Photo by Kris Kathmann

Inspector Gadget

Inquisitive Le Center businesswoman helps businesses and schools make informed hiring decisions.

She was the kid most likely to enjoy Scooby-Doo and Inspector Gadget, and later on, Columbo and Murder She Wrote, and most recently Law and Order and CSI—in other words, practically any detective or whodunit show with a puzzle needing solving. However, it took Heather Arndt until age 24 and a mysterious call from a total stranger to realize her inherent love for investigation could form the basis for a successful career. And it has.
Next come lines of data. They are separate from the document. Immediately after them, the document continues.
Issue #1729, opened 2020-04-20
As a developer I want to have changes of workspace projects (new/delete) be respected by lsp server


mor-n4:
Think of user interactions that create new projects, such as:
- move (in/out) folder into workspace
- create/remove package.json
- add/remove n4js section to package.json
- effect of fixing syntax errors in package.json to workspace
- rename project
- change yarn workspaces property
- consider node_modules folder (regarding above mentioned changes)
- add/remove source folder in package.json

Extend tests (see incremental builder tests; consider rename of "incremental builder tests")

mor-n4:
There already exists a test for this issue, search code for `FIXME GH-1729`.

mor-n4:
Status: workspace changes are detected and internal data structures of the LSP builder are updated and newly added projects are built. However, the effect of newly added/removed projects on other, unchanged projects in the workspace is not handled correctly by the incremental builder. Created follow-up for this: #1766.

mor-n4:
STATUS: workspace changes are detected and internal data structures of the LSP builder are updated and newly added projects are built. However, the effect of newly added/removed projects on other, unchanged projects in the workspace is not handled correctly by the incremental builder. Created follow-up for this: #1766.

PR #1746, opened 2020-04-29
GH-1727: As a developer I want the incremental LSP builder to propagate changes across projects

### LINKED ISSUE #1727: As a developer I want the incremental LSP builder to propagate changes across projects
The incremental LSP builder does not yet handle the case that a change in one project requires another project to also be rebuilt.

To reproduce: given two N4JS projects `ProjectA` and `ProjectB` contained in the same yarn workspace project, with `ProjectB` having a dependency to `ProjectA`, create the following two files:
```javascript
// ProjectA/src/A.n4js
export public const x = 42;
```
and
```javascript
// ProjectB/src/B.n4js
import {x} from "A";
const y: number = x;
y;
```
Now open file `A.n4js` in VS Code and change `42` to `"hello"` (without saving). This should lead to an error in `B.n4js` but this error does not show up. Now save `A.n4js` and the expected error still does not show up. Now execute command "Rebuild" and the expected error shows up.

NOTE: this user story is about adding support for cross-project incremental building in general, not just fixing the above scenario.

mmews-n4:
closes #1727


mmews-n4:
Includes slight change of write project state to disk: is capsuled into XProjectManger now.

plugins/org.eclipse.n4js.ide/src/org/eclipse/n4js/ide/xtext/server/XProjectManager.java
```diff
@@ -198,11 +195,13 @@ protected XBuildResult doBuild(Set<URI> dirtyFiles, Set<URI> deletedFiles,
 		XBuildResult result = incrementalBuilder.build(request);
 
 		projectStateHolder.updateProjectState(request, result);
+		if (doGenerate && result.getAffectedResources().isEmpty()) {
```
szarnekow, line 198: I think the condition `persistedProjectStateOutdated` was inverse to this guard here

mmews-n4: Maybe a `!` before `….isEmpty()` is missing?

plugins/org.eclipse.n4js.ide/src/org/eclipse/n4js/ide/xtext/server/XBuildManager.java
```diff
@@ -247,27 +250,28 @@ private XBuildable doGetIncrementalBuildable(List<URI> dirtyFiles, List<URI> del
 		try {
 			Map<ProjectDescription, Set<URI>> project2dirty = computeProjectToUriMap(this.dirtyFiles);
 			Map<ProjectDescription, Set<URI>> project2deleted = computeProjectToUriMap(this.deletedFiles);
+			SetView<ProjectDescription> changedPDs = Sets.union(project2dirty.keySet(), project2deleted.keySet());
+			IOrderInfo<ProjectDescription> orderInfo = projectBuildOrderProvider.get(changedPDs);
```
szarnekow, line 254: How much time does it take to compute the build order for OPR?

plugins/org.eclipse.n4js.ide/src/org/eclipse/n4js/ide/xtext/server/XProjectManager.java
szarnekow: Yes, I think so

plugins/org.eclipse.n4js.ide/src/org/eclipse/n4js/ide/xtext/server/XBuildManager.java
mmews-n4: I measured the method ProjectOrderInfo#init() from top to bottom with a Stopwatch. The output of the LSP server (started with `--clean`) on OPR initial build was:

```
LSP server starts
Listening for LSP clients on port 5007...
Connected to LSP client
LSP Server connected
8.379 ms
6.776 ms
```

So the build order was computed twice. First for the initial build, and second for an incremental build when the server sent the openFile call, I guess ("I guess", because the latter number `6.776 ms` was printed out after the initial build was complete).

plugins/org.eclipse.n4js.ide/src/org/eclipse/n4js/ide/xtext/server/IOrderInfo.java
```diff
@@ -0,0 +1,40 @@
...
+import java.util.List;
+
+import org.eclipse.xtext.resource.IResourceDescription;
+
+/**
+ * This interface is intended for use cases where sorting elements and computing an "is affected" information are
+ * combined. The combination might be reasonable since both of these computations might rely on similar data which would
+ * be cached for performance reasons.
+ *
+ * Implementations of this interface are sorted {@link Iterable}s. The idea is to iterate over a sorted set of elements
```
szarnekow, line 23: Formatting in JavaDoc is slightly improved by `{@link Iterable iterables}`

plugins/org.eclipse.n4js.ide/src/org/eclipse/n4js/ide/xtext/server/XBuildManager.java
```diff
@@ -125,13 +124,14 @@ public String toString() {
...
 	@Inject
-	private XTopologicalSorter topoSorter;
+	private ProjectOrderInfo.Provider projectBuildOrderProvider;
 
 	private final LinkedHashSet<URI> dirtyFiles = new LinkedHashSet<>();
 
 	private final LinkedHashSet<URI> deletedFiles = new LinkedHashSet<>();
 
-	private List<IResourceDescription.Delta> unreportedDeltas = new ArrayList<>();
+	/** Holds all deltas that */
```
szarnekow, line 133: There is something missing in this comment

plugins/org.eclipse.n4js.ide/src/org/eclipse/n4js/ide/xtext/server/XBuildManager.java
```diff
@@ -141,10 +141,12 @@ public String toString() {
 	public List<IResourceDescription.Delta> doInitialBuild(List<ProjectDescription> projects,
 			CancelIndicator indicator) {
 
-		List<ProjectDescription> sortedDescriptions = sortByDependencies(projects);
+		IOrderInfo<ProjectDescription> orderInfo = projectBuildOrderProvider.get(projects);
```
szarnekow, line 144: Renaming the orderInfo to orderedProjects would slightly improve the readability below

plugins/org.eclipse.n4js.ide/src/org/eclipse/n4js/ide/xtext/server/XBuildManager.java
```diff
@@ -302,52 +306,30 @@ protected void queue(Set<URI> files, Collection<URI> toRemove, Collection<URI> t
...
-	/** Get a sorted list of projects to be build. */
-	protected List<ProjectDescription> sortByDependencies(Iterable<ProjectDescription> projectDescriptions) {
-		List<ProjectDescription> sortedProjectDescriptions = topoSorter.sortByDependencies(projectDescriptions,
-				this::reportDependencyCycle);
-
-		String output = "Project build order:\n  ";
-		output += String.join("\n  ", IterableExtensions.map(sortedProjectDescriptions, pd -> pd.getName()));
+	/** Prints build order */
+	protected void printBuildOrder(IOrderInfo<ProjectDescription> orderInfo) {
+		String output = "Project build order:\n  "
```
szarnekow, line 331: I know that this is "just" a string concatenation, but please surround this by `Log.isInfoEnabled()`

plugins/org.eclipse.n4js.ide/src/org/eclipse/n4js/ide/xtext/server/XProjectManager.java
```diff
@@ -198,11 +195,13 @@ protected XBuildResult doBuild(Set<URI> dirtyFiles, Set<URI> deletedFiles,
 		XBuildResult result = incrementalBuilder.build(request);
 
 		projectStateHolder.updateProjectState(request, result);
+		if (doGenerate && !result.getAffectedResources().isEmpty()) {
```
szarnekow, line 198: Two questions about this:
- the build request does know if doGenerate is true or false. The build result knows the affected resources. Should the projectStateHolder decide on its own, if it should persist? E.g. should this logic be moved into the updateProjectState call above?
- projectStateHolder.writeProjectState has an internal guard that it should not write if the hashed contents is empty. Why is that?

plugins/org.eclipse.n4js.ide/src/org/eclipse/n4js/ide/xtext/server/build/XIndexer.java
```diff
@@ -224,13 +225,18 @@ public URI getURI() {
...
 			Collection<Delta> newDeltas, Collection<Delta> allDeltas, XBuildContext context) {
+
 		ResourceDescriptionsData originalIndex = context.getOldState().getResourceDescriptions();
-		List<URI> affectedURIs = IterableExtensions.toList(IterableExtensions.filter(remainingURIs, it -> {
-			IResourceDescription.Manager manager = context.getResourceServiceProvider(it)
-					.getResourceDescriptionManager();
-			IResourceDescription resourceDescription = originalIndex.getResourceDescription(it);
-			return isAffected(resourceDescription, manager, newDeltas, allDeltas, index);
-		}));
+		List<URI> affectedURIs = new ArrayList<>();
```
szarnekow, line 230: 👍

plugins/org.eclipse.n4js.ide/src/org/eclipse/n4js/ide/xtext/server/build/XIndexer.java
```diff
@@ -267,8 +274,8 @@ public URI getURI() {
 		try {
 			this.compilerPhases.setIndexing(context.getResourceSet(), true);
 			List<IResourceDescription.Delta> result = new ArrayList<>();
-			for (IResourceDescription.Delta delta : context.executeClustered(changedURIs,
-					it -> addToIndex(it, true, oldIndex, context))) {
+			List<Delta> deltas = context.executeClustered(changedURIs, it -> addToIndex(it, true, oldIndex, context));
```
szarnekow, line 277: Appreciated attention to detail!

plugins/org.eclipse.n4js.ide/src/org/eclipse/n4js/ide/xtext/server/build/XStatefulIncrementalBuilder.java
```diff
@@ -109,10 +109,13 @@ public XBuildResult launch() {
 			Set<URI> remainingURIs = new LinkedHashSet<>(oldIndex.getAllURIs()); // note: creating a copy!
 
 			XIndexer.XIndexResult result = indexer.computeAndIndexDeletedAndChanged(request, context);
-			operationCanceledManager.checkCanceled(request.getCancelIndicator());
-
 			ResourceDescriptionsData newIndex = result.getNewIndex();
 			List<Delta> deltasToBeProcessed = result.getResourceDeltas();
+			List<Delta> deltasFromExternal = indexer.computeAndIndexAffected(newIndex, remainingURIs,
```
szarnekow, line 114: The indexer does not have a chance to cancel this operation?

plugins/org.eclipse.n4js.ide/src/org/eclipse/n4js/ide/xtext/server/XBuildManager.java
```diff
@@ -247,27 +250,28 @@ private XBuildable doGetIncrementalBuildable(List<URI> dirtyFiles, List<URI> del
...
 			Map<ProjectDescription, Set<URI>> project2dirty = computeProjectToUriMap(this.dirtyFiles);
 			Map<ProjectDescription, Set<URI>> project2deleted = computeProjectToUriMap(this.deletedFiles);
+			SetView<ProjectDescription> changedPDs = Sets.union(project2dirty.keySet(), project2deleted.keySet());
+			IOrderInfo<ProjectDescription> orderInfo = projectBuildOrderProvider.get(changedPDs);
 
-			SetView<ProjectDescription> allDescriptions = Sets.union(project2dirty.keySet(), project2deleted.keySet());
-			List<ProjectDescription> sortedDescriptions = sortByDependencies(allDescriptions);
-
-			for (ProjectDescription descr : sortedDescriptions) {
+			for (ProjectDescription descr : orderInfo) {
```
mor-n4, line 256: There is quite some logic behind the iterator that is implicitly created here, esp. considering the fact that this iterator will be influenced by the `#visitAffected()` call inside the for loop's block and that several iterators may be created from a single iterable. Please try to simplify this and make it a bit more explicit.

plugins/org.eclipse.n4js.ide/src/org/eclipse/n4js/ide/xtext/server/XBuildManager.java
mmews-n4: tension is rising ... 😄

plugins/org.eclipse.n4js.ide/src/org/eclipse/n4js/ide/xtext/server/XProjectManager.java
mmews-n4: Regarding #1: I changed that, good idea. However, it was necessary to change the XBuildRequest also.
Regarding #2: I do not remember the reason. I removed it and test if it still works.

plugins/org.eclipse.n4js.ide/src/org/eclipse/n4js/ide/xtext/server/build/XStatefulIncrementalBuilder.java
mmews-n4: Do you mean that the indexer should call `operationCanceledManager.checkCanceled`?

plugins/org.eclipse.n4js.ide/src/org/eclipse/n4js/ide/xtext/server/ProjectBuildOrderInfo.java
```diff
@@ -0,0 +1,195 @@
...
+	}
+
+	/** Workspace manager */
+	@Inject
+	protected XWorkspaceManager workspaceManager;
+
+	/** Inversed set of project dependency information */
+	final protected Multimap<String, ProjectDescription> inversedDependencies = HashMultimap.create();
+	/** Build order of projects */
+	final protected List<ProjectDescription> sortedProjects = new ArrayList<>();
```
mor-n4, line 123: A bit unfortunate that this list is mutable, but I see why that is the case (initialized not in ctor but in `@Inject init()`).

plugins/org.eclipse.n4js.ide/src/org/eclipse/n4js/ide/xtext/server/ProjectStatePersister.java
```diff
@@ -301,14 +308,11 @@ private void writeFingerprints(Collection<? extends HashedFileContent> files, Da
...
-	private void writeValidationIssues(Map<URI, ? extends Collection<Issue>> validationIssues, DataOutput output)
-			throws IOException {
-
+	private void writeValidationIssues(Multimap<URI, Issue> validationIssues, DataOutput output) throws IOException {
 		int numberSources = validationIssues.size();
 		output.writeInt(numberSources);
-		for (Map.Entry<URI, ? extends Collection<Issue>> srcIssues : validationIssues.entrySet()) {
-			URI source = srcIssues.getKey();
-			Collection<Issue> issues = srcIssues.getValue();
+		for (URI source : validationIssues.keys()) {
```
mor-n4, line 314: Due to the change from `Map<URI,Collection<Issue>>` to `MultiMap<URI,Issue>` this for-loop's block won't be executed for resources without issues.

However, because the original code converted the map to an `ListMultiMap` and with `MultiMap#asMap()` back to a Map in method `#writeProjectState()`, it has the same effect if this is the only call-path that leads here. But double check if not done already.

plugins/org.eclipse.n4js.ide/src/org/eclipse/n4js/ide/xtext/server/ProjectBuildOrderInfo.java
mmews-n4: That's true. We can change this in GH-1729 maybe.

plugins/org.eclipse.n4js.ide/src/org/eclipse/n4js/ide/xtext/server/ProjectStatePersister.java
mmews-n4: Thanks, I agree. Also, I couldn't find indications for writing out empty lists to the project state.

mmews-n4:
Thanks for your help!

She grew up in a modest home with her parents and two brothers in Brooklyn Park, Minn., where Mom would work for various companies, including most recently Cargill, the same employer Dad would keep 27 years while doing drafting and facility management. As a side business, Mom sold Melaleuca, an environmentally friendly cleaning product line.

But it was her experience with the Boy Scouts of America that changed her—more specifically a little-known BSA offshoot called the Explorers, which had “posts” that gravitated around specific occupations such as police, fire/rescue, health, aviation, engineering or law.

In a Connect Business Magazine interview, 36-year-old Heather Arndt, owner of prescreening and background check service company ABC Services of Le Center, said, “I was 14 when I started with North Memorial Hospital’s Explorer group and 15 when I began two years of being in the Brooklyn Park Police Explorers. I always knew I wanted to go into medical or some type of investigative work.”

With the Police Explorers, she learned police street tactics, investigation techniques, the correct way to enter homes, and routine police stop mechanics. Annually, her Explorer post of five boys and two girls competed against other Police Explorer posts in Minnesota.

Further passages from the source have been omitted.